▸ **Exercise instructions**:
Scan the lines below for "opened" and copy the matches.

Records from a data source
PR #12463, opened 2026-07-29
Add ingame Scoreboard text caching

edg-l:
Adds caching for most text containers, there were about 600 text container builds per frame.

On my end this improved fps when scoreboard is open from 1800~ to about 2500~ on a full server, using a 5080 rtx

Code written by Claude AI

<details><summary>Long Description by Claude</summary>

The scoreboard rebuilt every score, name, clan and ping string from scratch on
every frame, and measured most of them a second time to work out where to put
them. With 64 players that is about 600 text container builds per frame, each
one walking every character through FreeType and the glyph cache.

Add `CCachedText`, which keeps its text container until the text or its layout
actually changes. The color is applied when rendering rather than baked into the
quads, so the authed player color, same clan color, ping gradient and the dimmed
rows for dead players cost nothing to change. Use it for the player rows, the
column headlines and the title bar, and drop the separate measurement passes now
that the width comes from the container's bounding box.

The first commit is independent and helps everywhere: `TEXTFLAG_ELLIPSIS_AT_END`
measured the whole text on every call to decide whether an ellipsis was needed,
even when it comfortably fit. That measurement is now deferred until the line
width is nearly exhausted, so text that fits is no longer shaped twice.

...

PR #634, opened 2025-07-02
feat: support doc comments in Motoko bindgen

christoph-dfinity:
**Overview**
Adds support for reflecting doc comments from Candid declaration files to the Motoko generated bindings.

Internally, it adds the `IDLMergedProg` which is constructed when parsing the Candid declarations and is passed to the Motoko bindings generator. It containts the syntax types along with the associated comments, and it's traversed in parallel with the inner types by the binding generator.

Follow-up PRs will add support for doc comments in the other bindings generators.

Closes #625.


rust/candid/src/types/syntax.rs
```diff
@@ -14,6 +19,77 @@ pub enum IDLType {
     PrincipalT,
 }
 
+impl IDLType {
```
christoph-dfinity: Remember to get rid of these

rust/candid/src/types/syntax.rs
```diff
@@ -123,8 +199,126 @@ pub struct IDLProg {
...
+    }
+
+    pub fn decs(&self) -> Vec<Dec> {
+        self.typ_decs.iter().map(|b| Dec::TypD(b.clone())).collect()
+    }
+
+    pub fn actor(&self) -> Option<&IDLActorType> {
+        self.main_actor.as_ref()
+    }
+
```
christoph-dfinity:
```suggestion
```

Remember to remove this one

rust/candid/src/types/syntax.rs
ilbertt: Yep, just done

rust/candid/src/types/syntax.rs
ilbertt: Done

* * *

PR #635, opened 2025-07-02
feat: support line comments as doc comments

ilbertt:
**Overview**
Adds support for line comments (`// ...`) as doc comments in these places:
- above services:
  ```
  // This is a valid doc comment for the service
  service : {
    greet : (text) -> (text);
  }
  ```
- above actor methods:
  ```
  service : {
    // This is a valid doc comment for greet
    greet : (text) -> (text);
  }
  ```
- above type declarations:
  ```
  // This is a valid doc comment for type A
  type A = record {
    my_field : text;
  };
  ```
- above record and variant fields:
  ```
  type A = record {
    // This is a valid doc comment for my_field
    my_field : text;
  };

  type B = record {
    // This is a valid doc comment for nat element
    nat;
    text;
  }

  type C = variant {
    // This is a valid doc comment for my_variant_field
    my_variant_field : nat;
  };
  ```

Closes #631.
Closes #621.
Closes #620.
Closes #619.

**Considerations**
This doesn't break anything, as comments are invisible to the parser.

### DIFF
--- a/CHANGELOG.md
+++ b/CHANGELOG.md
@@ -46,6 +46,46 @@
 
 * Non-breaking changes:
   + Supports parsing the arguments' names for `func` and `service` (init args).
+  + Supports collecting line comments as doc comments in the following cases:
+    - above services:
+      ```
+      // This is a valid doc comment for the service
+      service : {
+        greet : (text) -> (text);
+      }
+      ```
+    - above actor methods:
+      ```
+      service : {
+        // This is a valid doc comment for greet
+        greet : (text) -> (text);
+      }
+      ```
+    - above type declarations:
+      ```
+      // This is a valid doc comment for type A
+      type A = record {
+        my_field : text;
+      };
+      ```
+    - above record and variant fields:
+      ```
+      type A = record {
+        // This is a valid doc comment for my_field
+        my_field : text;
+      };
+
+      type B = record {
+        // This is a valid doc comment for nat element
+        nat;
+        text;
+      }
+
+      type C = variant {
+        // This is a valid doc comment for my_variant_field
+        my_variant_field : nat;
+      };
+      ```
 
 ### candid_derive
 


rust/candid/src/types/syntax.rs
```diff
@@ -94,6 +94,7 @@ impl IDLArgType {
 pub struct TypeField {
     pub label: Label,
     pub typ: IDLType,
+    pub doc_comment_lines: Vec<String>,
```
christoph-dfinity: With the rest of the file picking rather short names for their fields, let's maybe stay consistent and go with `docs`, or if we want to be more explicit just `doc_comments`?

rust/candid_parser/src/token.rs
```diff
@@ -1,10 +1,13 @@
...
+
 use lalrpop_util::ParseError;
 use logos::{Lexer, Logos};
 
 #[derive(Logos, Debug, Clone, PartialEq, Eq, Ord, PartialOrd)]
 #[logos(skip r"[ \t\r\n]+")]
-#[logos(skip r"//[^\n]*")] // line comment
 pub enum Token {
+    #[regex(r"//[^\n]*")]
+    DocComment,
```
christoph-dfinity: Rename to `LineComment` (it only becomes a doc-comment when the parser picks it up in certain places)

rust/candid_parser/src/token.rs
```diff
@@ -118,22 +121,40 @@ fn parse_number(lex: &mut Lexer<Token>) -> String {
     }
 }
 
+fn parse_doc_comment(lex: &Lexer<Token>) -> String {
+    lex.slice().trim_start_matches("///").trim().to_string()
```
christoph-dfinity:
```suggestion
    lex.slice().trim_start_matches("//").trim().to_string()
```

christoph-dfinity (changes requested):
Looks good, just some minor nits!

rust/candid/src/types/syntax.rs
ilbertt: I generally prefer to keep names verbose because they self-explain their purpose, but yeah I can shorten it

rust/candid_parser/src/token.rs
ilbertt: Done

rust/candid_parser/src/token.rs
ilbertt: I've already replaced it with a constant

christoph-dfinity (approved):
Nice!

▸ **Output of the exercise**:
PR #12463, opened 2026-07-29
PR #634, opened 2025-07-02
PR #635, opened 2025-07-02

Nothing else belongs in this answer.